→ **What you have to do**
Word for word, copy every line of the data.

Stored data entries
►
PR #1333, opened 2022-05-03
Add csv export functionality to admin contributor dashboard.

phoeinx:
This PR adds CSV download functionality on the admin dashboard for contributors:

image

It additionally adds `Data Processing Consented At` and `Additional Consent Given At` as displayed fields in the admin dashboard and therefore also in the downloaded CSV, as this information will be often needed in an export. The CSV file then contains all features visible in a single Contributor view of the dashboard (e.g. also `note`, `Created At` and `Updated At`).

This feature introduces a new dependency on the ['administrate-exportable'](https://github.com/SourceLabsLLC/administrate_exportable) gem. Using the gem made adding download functionality very easy. However, the gem is not widely used but appears at least somewhat maintained (after all it really has only one function and doesn't need to be updated often). Nevertheless, I had a short look through the code and did not find any apparent issues.

Adding the download functionality in the admin dashboard was the quickest way to approach #190. I am not sure if we can consider #190 closed, however, as this only allows admins to download the contributor data and not all users as described in #190. What is your opinion @FrauCsu / @drjakob ?

### DIFF
--- a/Gemfile
+++ b/Gemfile
@@ -80,3 +80,4 @@ gem 'sentry-ruby'
 
 # Admin
 gem 'administrate'
+gem 'administrate_exportable'
--- a/Gemfile.lock
+++ b/Gemfile.lock
@@ -91,6 +91,11 @@ GEM
       momentjs-rails (~> 2.8)
       sassc-rails (~> 2.1)
       selectize-rails (~> 0.6)
+    administrate_exportable (0.5.0)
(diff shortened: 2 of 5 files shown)


drjakob:
perfect

phoeinx:
Closes #190

tillprochaska (approved):

Issue #393, opened 2020-09-24
Rename `username` column


tillprochaska:
https://github.com/tactilenews/100eyes/pull/376 introduces Facebook messenger as a new channel. The `username` attribute/column was already quite ambiguous with Telegram as the only messenger implemented, but with the new Facebook related columns/attrs, I think we should rename that to something more clear, e.g. `telegram_username`.

PR #1335, opened 2022-05-06
Add contact information to contributor dashboard & CSV export.

phoeinx:
This PR adds contact information to the contributor dashboard and CSV export.

There are two beauty issues with the name of columns in the CSV export file:

image

The field holding the telegram username is only called `username` in our database instead of `telegram_username`. For the contributor view in the contributor dashboard, I was able to change the label to `Telegram Username` by specifying a label in the i18n file. The gem we use for the export (`administrate_exportable`) however doesn't use the label, leading to a somewhat unspecific `Username` column. 
If there is nothing speaking against a migration, I would propose migrating `username` to `telegram_username` as a follow-up. This would also improve clarity in our own schema and solve this issue.

That the threema ID column is not titelized is intentional of the implementation from `administrate_exportable` that treats `*_id` attributes special (not titelizing them). As I don't see a quick fix for that and don't think it is very relevant, I would propose living with it for the moment.

### DIFF
--- a/app/dashboards/contributor_dashboard.rb
+++ b/app/dashboards/contributor_dashboard.rb
@@ -9,6 +9,10 @@ class ContributorDashboard < Administrate::BaseDashboard
     last_name: Field::String,
     active: Field::Boolean,
     channels: Field::String.with_options(searchable: false),
+    email: Field::String,
+    username: Field::String,
+    signal_phone_number: Field::String,
+    threema_id: Field::String,
     note: Field::Text,
     created_at: Field::DateTime,
     updated_at: Field::DateTime,
@@ -33,6 +37,10 @@ class ContributorDashboard < Administrate::BaseDashboard
     last_name
     active
     channels
+    email
+    username
+    signal_phone_number
+    threema_id
     data_processing_consented_at
     additional_consent_given_at
     note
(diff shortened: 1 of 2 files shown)


app/dashboards/contributor_dashboard.rb
```diff
@@ -9,6 +9,10 @@ class ContributorDashboard < Administrate::BaseDashboard
     last_name: Field::String,
     active: Field::Boolean,
     channels: Field::String.with_options(searchable: false),
+    email: Field::String,
+    username: Field::String,
+    signal_phone_number: Field::String,
+    threema_id: Field::String,
```
tillprochaska, line 15: Could we also add the following attributes?

* `phone`
* `additional_email`
* `telegram_id`
* `zip_code`
* `city`

config/locales/de.yml
```diff
@@ -689,6 +689,9 @@ de:
       create: "%{model} erstellen"
       submit: "%{model} speichern"
       update: "%{model} aktualisieren"
+    label:
+      contributor:
+        username: Telegram Username
```
tillprochaska, line 694: > If there is nothing speaking against a migration, I would propose migrating username to telegram_username as a follow-up. This would also improve clarity in our own schema and solve this issue.

Yes 👍

tillprochaska: There already is an issue: #393

phoeinx: Alright, will do this as a follow up.

tillprochaska (approved):

PR #1342, opened 2022-05-19
Fix sending emails with commas in their sender name.

### LINKED ISSUE #1341: Emails fail to send if the project name / sender name contains a comma
See sentry 100EYES-3E.

A sender name containing a comma gets interpreted as a list of multiple sender names, which can be specified in the `from:` field in the email header according to [RFC 5322](https://www.rfc-editor.org/rfc/rfc5322#section-3.6.2).
To handle sender names with a comma in them correctly the comma in it needs to be escaped, e.g. by quoting the whole sender name.

phoeinx:
To comply with RFC 5322 (https://www.rfc-editor.org/rfc/rfc5322#section-3.6.2) where commas in the from: field specify a list of multiple senders, we need to escape commas in the sender name. This is necessary if a project specifies its project name and therefore the sender name, e.g. as 'Coffee, and you?'.

Closes #1341.

### DIFF
--- a/spec/adapters/postmark_adapter/outbound_spec.rb
+++ b/spec/adapters/postmark_adapter/outbound_spec.rb
@@ -74,6 +74,14 @@ RSpec.describe PostmarkAdapter::Outbound, type: :mailer do
 
         subject { message_email[:from].formatted }
         it { should eq(['TestingProject <100eyes-test-account@example.org>']) }
+
+        context 'with a comma / list separator in the project name' do
+          before do
+            allow(Setting).to receive(:project_name).and_return('TestingProject, with a comma!')
+          end
+
+          it { should eq(['"TestingProject, with a comma!" <100eyes-test-account@example.org>']) }
+        end
       end
 
       describe 'plaintext body' do
--- a/app/adapters/postmark_adapter/outbound.rb
+++ b/app/adapters/postmark_adapter/outbound.rb
@@ -62,7 +62,7 @@ module PostmarkAdapter
     end
 
     def default_from
-      "#{Setting.project_name} <#{Setting.email_from_address}>"
+      "\"#{Setting.project_name}\" <#{Setting.email_from_address}>"
     end
   end
 end


drjakob:
yes, lets test outbound_spec

phoeinx:
Thanks for the reminder! I added a regression test.

spec/adapters/postmark_adapter/outbound_spec.rb
```diff
@@ -74,6 +74,14 @@
 
         subject { message_email[:from].formatted }
         it { should eq(['TestingProject <100eyes-test-account@example.org>']) }
```
tillprochaska, line 76: I was wondering why this test doesn’t fail with that change? Shouldn’t this be `"TestingProject" <100eyes-test-account@example.org>` (with quotes)?

spec/adapters/postmark_adapter/outbound_spec.rb
```diff
@@ -74,6 +74,14 @@
...
+
+        context 'with a comma / list separator in the project name' do
+          before do
+            allow(Setting).to receive(:project_name).and_return('TestingProject, with a comma!')
+          end
```
tillprochaska, line 81: Not sure if the line break was mandated by rubocop, but in general I prefer the `{ … } ` block syntax for single-line blocks.

```suggestion
          before { allow(Setting).to receive(:project_name).and_return('TestingProject, with a comma!') }
```

spec/adapters/postmark_adapter/outbound_spec.rb
tillprochaska: Never mind, I didn’t notice that this doesn’t test for the raw `From` header, but for the `formatted` value, which parses, then converts back to a string again, which only adds quotes if needed.

https://github.com/mikel/mail/blob/22a7afc23f253319965bf9228a0a430eec94e06d/lib/mail/elements/address.rb#L47

tillprochaska (approved):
◄
→ **Written answer**
PR #1333, opened 2022-05-03
Add csv export functionality to admin contributor dashboard.

phoeinx:
This PR adds CSV download functionality on the admin dashboard for contributors:

image

It additionally adds `Data Processing Consented At` and `Additional Consent Given At` as displayed fields in the admin dashboard and therefore also in the downloaded CSV, as this information will be often needed in an export. The CSV file then contains all features visible in a single Contributor view of the dashboard (e.g. also `note`, `Created At` and `Updated At`).

This feature introduces a new dependency on the ['administrate-exportable'](https://github.com/SourceLabsLLC/administrate_exportable) gem. Using the gem made adding download functionality very easy. However, the gem is not widely used but appears at least somewhat maintained (after all it really has only one function and doesn't need to be updated often). Nevertheless, I had a short look through the code and did not find any apparent issues.

Adding the download functionality in the admin dashboard was the quickest way to approach #190. I am not sure if we can consider #190 closed, however, as this only allows admins to download the contributor data and not all users as described in #190. What is your opinion @FrauCsu / @drjakob ?

### DIFF
--- a/Gemfile
+++ b/Gemfile
@@ -80,3 +80,4 @@ gem 'sentry-ruby'
 
 # Admin
 gem 'administrate'
+gem 'administrate_exportable'
--- a/Gemfile.lock
+++ b/Gemfile.lock
@@ -91,6 +91,11 @@ GEM
       momentjs-rails (~> 2.8)
       sassc-rails (~> 2.1)
       selectize-rails (~> 0.6)
+    administrate_exportable (0.5.0)
(diff shortened: 2 of 5 files shown)


drjakob:
perfect

phoeinx:
Closes #190

tillprochaska (approved):

Issue #393, opened 2020-09-24
Rename `username` column


tillprochaska:
https://github.com/tactilenews/100eyes/pull/376 introduces Facebook messenger as a new channel. The `username` attribute/column was already quite ambiguous with Telegram as the only messenger implemented, but with the new Facebook related columns/attrs, I think we should rename that to something more clear, e.g. `telegram_username`.

PR #1335, opened 2022-05-06
Add contact information to contributor dashboard & CSV export.

phoeinx:
This PR adds contact information to the contributor dashboard and CSV export.

There are two beauty issues with the name of columns in the CSV export file:

image

The field holding the telegram username is only called `username` in our database instead of `telegram_username`. For the contributor view in the contributor dashboard, I was able to change the label to `Telegram Username` by specifying a label in the i18n file. The gem we use for the export (`administrate_exportable`) however doesn't use the label, leading to a somewhat unspecific `Username` column. 
If there is nothing speaking against a migration, I would propose migrating `username` to `telegram_username` as a follow-up. This would also improve clarity in our own schema and solve this issue.

That the threema ID column is not titelized is intentional of the implementation from `administrate_exportable` that treats `*_id` attributes special (not titelizing them). As I don't see a quick fix for that and don't think it is very relevant, I would propose living with it for the moment.

### DIFF
--- a/app/dashboards/contributor_dashboard.rb
+++ b/app/dashboards/contributor_dashboard.rb
@@ -9,6 +9,10 @@ class ContributorDashboard < Administrate::BaseDashboard
     last_name: Field::String,
     active: Field::Boolean,
     channels: Field::String.with_options(searchable: false),
+    email: Field::String,
+    username: Field::String,
+    signal_phone_number: Field::String,
+    threema_id: Field::String,
     note: Field::Text,
     created_at: Field::DateTime,
     updated_at: Field::DateTime,
@@ -33,6 +37,10 @@ class ContributorDashboard < Administrate::BaseDashboard
     last_name
     active
     channels
+    email
+    username
+    signal_phone_number
+    threema_id
     data_processing_consented_at
     additional_consent_given_at
     note
(diff shortened: 1 of 2 files shown)


app/dashboards/contributor_dashboard.rb
```diff
@@ -9,6 +9,10 @@ class ContributorDashboard < Administrate::BaseDashboard
     last_name: Field::String,
     active: Field::Boolean,
     channels: Field::String.with_options(searchable: false),
+    email: Field::String,
+    username: Field::String,
+    signal_phone_number: Field::String,
+    threema_id: Field::String,
```
tillprochaska, line 15: Could we also add the following attributes?

* `phone`
* `additional_email`
* `telegram_id`
* `zip_code`
* `city`

config/locales/de.yml
```diff
@@ -689,6 +689,9 @@ de:
       create: "%{model} erstellen"
       submit: "%{model} speichern"
       update: "%{model} aktualisieren"
+    label:
+      contributor:
+        username: Telegram Username
```
tillprochaska, line 694: > If there is nothing speaking against a migration, I would propose migrating username to telegram_username as a follow-up. This would also improve clarity in our own schema and solve this issue.

Yes 👍

tillprochaska: There already is an issue: #393

phoeinx: Alright, will do this as a follow up.

tillprochaska (approved):

PR #1342, opened 2022-05-19
Fix sending emails with commas in their sender name.

### LINKED ISSUE #1341: Emails fail to send if the project name / sender name contains a comma
See sentry 100EYES-3E.

A sender name containing a comma gets interpreted as a list of multiple sender names, which can be specified in the `from:` field in the email header according to [RFC 5322](https://www.rfc-editor.org/rfc/rfc5322#section-3.6.2).
To handle sender names with a comma in them correctly the comma in it needs to be escaped, e.g. by quoting the whole sender name.

phoeinx:
To comply with RFC 5322 (https://www.rfc-editor.org/rfc/rfc5322#section-3.6.2) where commas in the from: field specify a list of multiple senders, we need to escape commas in the sender name. This is necessary if a project specifies its project name and therefore the sender name, e.g. as 'Coffee, and you?'.

Closes #1341.

### DIFF
--- a/spec/adapters/postmark_adapter/outbound_spec.rb
+++ b/spec/adapters/postmark_adapter/outbound_spec.rb
@@ -74,6 +74,14 @@ RSpec.describe PostmarkAdapter::Outbound, type: :mailer do
 
         subject { message_email[:from].formatted }
         it { should eq(['TestingProject <100eyes-test-account@example.org>']) }
+
+        context 'with a comma / list separator in the project name' do
+          before do
+            allow(Setting).to receive(:project_name).and_return('TestingProject, with a comma!')
+          end
+
+          it { should eq(['"TestingProject, with a comma!" <100eyes-test-account@example.org>']) }
+        end
       end
 
       describe 'plaintext body' do
--- a/app/adapters/postmark_adapter/outbound.rb
+++ b/app/adapters/postmark_adapter/outbound.rb
@@ -62,7 +62,7 @@ module PostmarkAdapter
     end
 
     def default_from
-      "#{Setting.project_name} <#{Setting.email_from_address}>"
+      "\"#{Setting.project_name}\" <#{Setting.email_from_address}>"
     end
   end
 end


drjakob:
yes, lets test outbound_spec

phoeinx:
Thanks for the reminder! I added a regression test.

spec/adapters/postmark_adapter/outbound_spec.rb
```diff
@@ -74,6 +74,14 @@
 
         subject { message_email[:from].formatted }
         it { should eq(['TestingProject <100eyes-test-account@example.org>']) }
```
tillprochaska, line 76: I was wondering why this test doesn’t fail with that change? Shouldn’t this be `"TestingProject" <100eyes-test-account@example.org>` (with quotes)?

spec/adapters/postmark_adapter/outbound_spec.rb
```diff
@@ -74,6 +74,14 @@
...
+
+        context 'with a comma / list separator in the project name' do
+          before do
+            allow(Setting).to receive(:project_name).and_return('TestingProject, with a comma!')
+          end
```
tillprochaska, line 81: Not sure if the line break was mandated by rubocop, but in general I prefer the `{ … } ` block syntax for single-line blocks.

```suggestion
          before { allow(Setting).to receive(:project_name).and_return('TestingProject, with a comma!') }
```

spec/adapters/postmark_adapter/outbound_spec.rb
tillprochaska: Never mind, I didn’t notice that this doesn’t test for the raw `From` header, but for the `formatted` value, which parses, then converts back to a string again, which only adds quotes if needed.

https://github.com/mikel/mail/blob/22a7afc23f253319965bf9228a0a430eec94e06d/lib/mail/elements/address.rb#L47

tillprochaska (approved):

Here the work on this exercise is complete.